■ Exercise prompt
Take the lines from the beginning of the data below through the line holding "- Adds not-allowed cursor icon to snippetbar" and return exactly those.

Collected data
┌──

PR #3809, opened 2024-10-10
Adress small accessibility concerns

5e-Cleric:
- Adds pointer cursor icon to the entire foldgutter element
- Adds highlight to the foldgutter element
- Adds not-allowed cursor icon to snippetbar functions if they are not available (brew history stuff)

- Adds ew-resize cursor to toolbar zoom function (doesn't work in chrome, for some reason)
- Changes width of page number input to be dynamic
- Adds not-allowed cursor icon to disabled buttons


calculuschild (approved):
All new functionality looks fine, and this is mostly just CSS so I don't see any bugs.

Just need to fix the merge conflicts and this can merge.

PR #3810, opened 2024-10-10
Updates to correct for issues missed in enabling --experimental-require-module flag.

dbolack-ab:
It was determined this works fine with 20.18 and corresponding NPM. Unsure if I typoed and that's why it worked locally or not


Gazook89:
I suggest just re titling this PR

PR #3813, opened 2024-10-11
Test: Convert /server and depends to ESM style code calling

dbolack-ab:
I've having a little distrust of my local environment with jest. creating a PR to compare against circleci results


dbolack-ab:
Closing in favor of #3902

PR #203, opened 2026-06-24
Drain the DRA kubelet-plugin and validator across driver reloads

karthikvetrivel:
This PR adds the NVIDIA DRA driver `kubelet-plugin` and the DRA validator to the set of GPU clients that the `driver-manager` drains off a node before reloading the driver. When the GPU Operator manages GPUs through Dynamic Resource Allocation (the new DRA CRD path), these pods hold the driver just like the device-plugin, GFD, and DCGM do today, so they must be drained and recreated across a driver reload. Otherwise the `kubelet-plugin` keeps serving CDI specs enumerated against the old driver and GPU claims fail until it is manually restarted.

All new behavior is gated on the `nvidia.com/gpu.deploy.dra-driver` and `nvidia.com/gpu.deploy.dra-validator` node labels, so deployments without the DRA stack are unaffected, mirroring the existing optional components (mig-manager, sandbox-*, vgpu-device-manager). 

Functionally, this PR depends on companion GPU Operator changes that set those labels and add the matching `nodeSelector` to the kubelet-plugin and validator DaemonSets.

## Testing
I tested the following scenarios manually on a 2-node cluster (A100 worker + T4 control-plane) running the GPU Operator DRA stack:

- I deployed the DRA stack and verify the kubelet-plugin and dra-validator are labeled with `nvidia.com/gpu.deploy.dra-driver=true` and `nvidia.com/gpu.deploy.dra-validator=true` and come up on each GPU node.
- Then, I triggered a driver upgrade by bumping the NVIDIADriver version. I verified the driver-manager drains the validator and GFD first, then the kubelet-plugin, reloads the driver, and restores them. Both nodes completed the rolling upgrade with no pods stuck `Terminating`. I verified the kubelet-plugin pods were recreated, re-enumerated against the new driver, and a GPU claim succeeded on each node afterward.
- I verified that drain ordering is required. I found that draining the kubelet-plugin in the same batch as the claim-holders left the validator and GFD stuck `Terminating` (their DRA claims cannot be released once the plugin is gone) and deadlocked the upgrade, so draining the plugin last after them avoids this.

### DIFF
--- a/cmd/driver-manager/main.go
+++ b/cmd/driver-manager/main.go
@@ -63,6 +63,8 @@ const (
 	nvidiaSandboxDevicePluginDeployLabel = nvidiaDomainPrefix + "/" + "gpu.deploy.sandbox-device-plugin"
 	nvidiaVGPUDeviceManagerDeployLabel   = nvidiaDomainPrefix + "/" + "gpu.deploy.vgpu-device-manager"
 	nvidiaGPUClientDeployLabel           = nvidiaDomainPrefix + "/" + "gpu.deploy.client"
+	nvidiaDRADriverDeployLabel           = nvidiaDomainPrefix + "/" + "gpu.deploy.dra-driver"
+	nvidiaDRAValidatorDeployLabel        = nvidiaDomainPrefix + "/" + "gpu.deploy.dra-validator"
 )
 
 // Configuration holds all the configuration from environment variables
@@ -95,6 +97,8 @@ type componentState struct {
 	sandboxValidatorDeployed    string
 	sandboxPluginDeployed       string
 	vgpuDeviceManagerDeployed   string
+	draDriverDeployed           string
+	draValidatorDeployed        string
 	customOperandNodeLabelValue string
 	gpuClientsDeployed          string
 	autoUpgradePolicyEnabled    string
@@ -292,7 +296,10 @@ func (dm *DriverManager) uninstallDriver() error {
 		return fmt.Errorf("failed to fetch auto upgrade annotation: %w", err)
 	}
 
-	// Always evict all GPU operator components across a driver restart
+	// Always evict all GPU operator components across a driver restart. The DRA
+	// kubelet-plugin is the exception: it services NodeUnprepareResources for the
+	// claim-holders evicted here (e.g. dra-validator), so it must outlive them and
+	// is drained separately afterwards (see evictKubeletPlugin).
 	if err := dm.evictAllGPUOperatorComponents(); err != nil {
 		dm.log.Error("Failed to evict GPU operator components, attempting cleanup")
 		dm.cleanupOnFailure()
@@ -301,6 +308,17 @@ func (dm *DriverManager) uninstallDriver() error {
 
 	if dm.shouldSkipUninstall() {
 		dm.log.Info("The NVIDIA driver is already loaded with the desired version and configuration, skipping the uninstallation of the driver in an attempt to not disrupt running workloads")
+
+		// The DRA kubelet-plugin bind-mounts the previous driver container's rootfs.
+		// That bind does not track the host mount point, so the replacement driver
+		// container's rootfs never appears inside the running plugin and, once the
+		// stale rootfs is unmounted below, its submounts (e.g. dev/) vanish from the
+		// plugin's view, leaving NodePrepareResources unable to build CDI specs.
+		// Restart the plugin across the rotation so it re-binds the new rootfs.
+		if err := dm.evictKubeletPlugin(); err != nil {
+			dm.cleanupOnFailure()
+			return fmt.Errorf("failed to evict DRA kubelet-plugin: %w", err)
+		}
 
 		// Clean up stale artifacts from previous container before rescheduling operands
 		dm.log.Info("Cleaning up stale mounts and state files...")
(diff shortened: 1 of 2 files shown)


tariq1890 (approved):

cmd/driver-manager/main.go
```diff
@@ -343,13 +347,17 @@ func (dm *DriverManager) uninstallDriver() error {
...
-				dm.cleanupOnFailure()
-				return fmt.Errorf("failed to cleanup NVIDIA driver: %w", err)
-			}
 		}
 	}
 
+	// Drain the kubelet-plugin after the claim-holders and GPU workloads are gone but
+	// before the driver is unloaded, so the kubelet can still reach it to release their
+	// DRA claims.
+	if err := dm.evictKubeletPlugin(); err != nil {
```
rahulait, line 387: Based on codex:

> evictKubeletPlugin() runs unconditionally after the optional GPU-pod eviction block:
> GPU workload eviction occurs only when ENABLE_GPU_POD_EVICTION=true.
> But the DRA kubelet-plugin is always paused immediately afterward.
> If GPU-pod eviction is disabled and automatic node drain is enabled, DRA claim-holder workloads are still running when the plugin is removed.
> Driver unload then fails because those workloads still use the driver. The fallback node drain deletes them only after the kubelet-plugin is gone, so their DRA claims cannot be unprepared. This is the deadlock the PR description correctly says it must avoid.
> The claimed ordering is therefore only valid in the default “GPU-pod eviction enabled” path, not for all supported drain configurations.
> 
> The flow must guarantee:
> DRA claim-holders drained
> → kubelet-plugin drained
> → driver unloaded
> 
> For the GPU-pod eviction disabled + auto-drain enabled path, run the node drain before evictKubeletPlugin, or defer plugin eviction until a claim-holder drain has completed successfully. Do not rely on the post-unload-failure fallback.
> 

Can you review this?

karthikvetrivel: I believe this is valid, thanks for flagging. Should be fixed, just needed to change the condition.

cmd/driver-manager/main.go
rajathagasthya, line 693: This needs `nvidia-dcgm-dra` and `nvidia-dcgm-exporter-dra` also, right?

cdesiniotis: nit: can we mention that the DRA Driver kubelet plugin is the exception here (and why)

cdesiniotis, line 309: Question -- should we be restarting the DRA driver kubelet plugin / validator in the fast path case? I am assuming the kubelet plugin needs the new driver container's root fs mounted.

karthikvetrivel: Right, added. Note the -dra DaemonSets share the same gpu.deploy.dcgm* node-selector labels, so the eviction flip already covered them. 

We only need the app labels for the termination wait.

karthikvetrivel: The dra-validator already restarts in the fast path (it's evicted in the common batch before the skip-uninstall check and rescheduled after). 

I don't think we should restart the kubelet plugin since it mounts the driver install dir with `mountPropagation: HostToContainer`, so the new driver container's rootfs mount propagates into the running plugin. Does that sound right?

cmd/driver-manager/main.go
karthikvetrivel: Addressed.

cmd/driver-manager/main.go
cdesiniotis: I am not entirely certain what the behavior is, so best to try this out.

karthikvetrivel: Updated.

rahulait (approved):

rahulait:
I saw this additional flag raised:

> The remaining safety gap is that the kubelet plugin is always evicted once DRA is enabled, even when the GPU Operator auto-upgrade policy has disabled driver-manager’s own workload eviction. The code assumes the upgrade controller has already drained every DRA workload. Add a pre-plugin check that no Pod on the node still holds an allocation from gpu.nvidia.com; otherwise leave the plugin running and retry/fail clearly.
That guard is needed to prevent a remaining DRA workload from becoming stuck in termination when it later needs NodeUnprepareResources.

cmd/driver-manager/main.go
karthikvetrivel: Updated to restart DRA driver kubelet plugin.

karthikvetrivel:
@rahulait Let me try to reproduce the issue you flagged.

karthikvetrivel:
@rahulait Confirmed that the bug is real and fixed it.  Before draining the kubelet-plugin, driver-manager now lists the node's pods and aborts if any *non-terminal* pod still holds a gpu.nvidia.com claim (w/ retry).

rahulait:
Thanks @karthikvetrivel , LGTM

rahulait (approved):

cdesiniotis (approved):

internal/kubernetes/client.go
```diff
@@ -218,6 +218,38 @@ func (c *Client) WaitForPodsWithNodeSelector(nodeName, nodeSelectorKey string, t
 	})
 }
 
+// CheckNoGPUResourceClaimHolders returns an error naming the pods on the node which still
+// hold a ResourceClaim allocated by the NVIDIA GPU DRA driver, i.e. the pods the kubelet
+// still needs the DRA kubelet-plugin to unprepare. Pods in a terminal phase are excluded,
+// since the kubelet has unprepared their claims by then.
+func (c *Client) CheckNoGPUResourceClaimHolders(nodeName string) error {
```
tariq1890: It's better to have this method return the list of pods holding GPUResourceClaims. We can check if this list is empty or not, and throw an error at the call-site. 

The decision to throw an error based on a non-empty list of gpu resource claim holders is out of scope for this package (`internal/kubernetes/client`)

karthikvetrivel: Amended and pushed.

tariq1890 (approved):

PR #204, opened 2026-06-30
Add DRA support for GPU pod eviction during driver upgrades

karthikvetrivel:
The driver-manager init container evicts GPU pods from a node before reloading the NVIDIA GPU driver, but today it only detects pods that request GPUs via device-plugin resources (nvidia.com/gpu, nvidia.com/mig-*). This PR extends the pod filter to also detect pods using GPUs through Dynamic Resource Allocation (DRA): for each pod on the node, it resolves the referenced ResourceClaim(s) and checks whether any is allocated by the NVIDIA GPU DRA driver (gpu.nvidia.com). 

## Testing

I tested the following scenarios on a two node k8s 1.34 cluster with two GPUs and the NVIDIA DRA driver installed. Steps to reproduce:

1. Create a pod that uses a GPU via a directly-named DRA ResourceClaim (allocated by gpu.nvidia.com) alongside a non-GPU pod on the same node. Verify the claim is allocated and reserved for the pod.
2. Trigger the driver-manager eviction flow (uninstall_driver). Verify the DRA GPU pod is identified and evicted, while the non-GPU pod is skipped.
3. Verify traditional device-plugin pods are still detected via nvidia.com/gpu and nvidia.com/mig-* resource requests.

### DIFF
--- a/internal/kubernetes/client.go
+++ b/internal/kubernetes/client.go
@@ -26,6 +26,8 @@ import (
 
 	"github.com/sirupsen/logrus"
 	corev1 "k8s.io/api/core/v1"
+	resourcev1 "k8s.io/api/resource/v1"
+	apierrors "k8s.io/apimachinery/pkg/api/errors"
 	metav1 "k8s.io/apimachinery/pkg/apis/meta/v1"
 	"k8s.io/apimachinery/pkg/fields"
 	"k8s.io/apimachinery/pkg/labels"
@@ -42,6 +44,7 @@ const (
 	nvidiaDomainPrefix       = "nvidia.com"
 	nvidiaResourceNamePrefix = nvidiaDomainPrefix + "/" + "gpu"
 	nvidiaMigResourcePrefix  = nvidiaDomainPrefix + "/" + "mig-"
+	nvidiaDRADriverName      = "gpu." + nvidiaDomainPrefix
 
 	kubeClientPollInterval = 5 * time.Second
 )
@@ -239,8 +242,11 @@ func (c *Client) DeleteOrEvictPods(nodeName string, drainOpts DrainOptions) erro
 	c.log.Infof("Draining node %s of any GPU pods", nodeName)
 
 	customDrainFilter := func(pod corev1.Pod) drain.PodDeleteStatus {
-		deletePod := gpuPodSpecFilter(pod)
-		if !deletePod {
+		usesGPU, err := c.podUsesGPU(pod)
+		if err != nil {
+			return drain.MakePodDeleteStatusWithError(err.Error())
+		}
+		if !usesGPU {
 			return drain.MakePodDeleteStatusSkip()
 		}
 		return drain.MakePodDeleteStatusOkay()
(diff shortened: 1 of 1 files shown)


shivamerla (approved):
Looks good!

internal/kubernetes/client.go
```diff
@@ -288,6 +301,58 @@ func gpuPodSpecFilter(pod corev1.Pod) bool {
...
+			return *status.ResourceClaimName
+		}
+	}
+	return ""
+}
+
+// isAllocatedNvidiaGPUClaim reports whether a ResourceClaim has been allocated a
+// device by the NVIDIA GPU DRA driver.
+func isAllocatedNvidiaGPUClaim(claim *resourcev1.ResourceClaim) bool {
+	if claim.Status.Allocation == nil {
```
tariq1890, line 383: do we need to nil check `claim.Status` first?

internal/kubernetes/client.go
```diff
@@ -288,6 +301,58 @@ func gpuPodSpecFilter(pod corev1.Pod) bool {
...
+		}
+	}
+
+	return c.podUsesGPUViaDRA(pod)
+}
+
+// podUsesGPUViaDRA reports whether the pod holds a ResourceClaim allocated by
+// the NVIDIA GPU DRA driver. It resolves the name of each claim the pod
+// references and inspects that claim's allocation.
+func (c *Client) podUsesGPUViaDRA(pod corev1.Pod) (bool, error) {
```
tariq1890:
```suggestion
func (c *Client) podHasGPUResourceClaim(pod corev1.Pod) (bool, error) {
```

internal/kubernetes/client.go
karthikvetrivel: Good point, I don't think we need to since we start by looping through the reference claims in a given pod. Will remove. 

EDIT: readded.

internal/kubernetes/client.go
karthikvetrivel: Resolved!

internal/kubernetes/client.go
```diff
@@ -288,6 +301,58 @@ func gpuPodSpecFilter(pod corev1.Pod) bool {
...
+}
+
+// isAllocatedNvidiaGPUClaim reports whether a ResourceClaim has been allocated a
+// device by the NVIDIA GPU DRA driver.
+func isAllocatedNvidiaGPUClaim(claim *resourcev1.ResourceClaim) bool {
+	if claim.Status.Allocation == nil {
+		return false
+	}
+	for _, result := range claim.Status.Allocation.Devices.Results {
+		if result.Driver == nvidiaDRADriverName {
```
tariq1890, line 387:
```suggestion
	if claim.Status != nil && claim.Status.Allocation != nil && claim.Status.Allocation.Devices != nil {
	    for _, result := range claim.Status.Allocation.Devices.Results {
		    if result.Driver == nvidiaDRADriverName {
```

karthikvetrivel: I'm not sure this will compile (verified). I re-added the Allocation check though.

tariq1890 (approved):

tariq1890 (approved):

└──

■ Result
PR #3809, opened 2024-10-10
Adress small accessibility concerns

5e-Cleric:
- Adds pointer cursor icon to the entire foldgutter element
- Adds highlight to the foldgutter element
- Adds not-allowed cursor icon to snippetbar functions if they are not available (brew history stuff)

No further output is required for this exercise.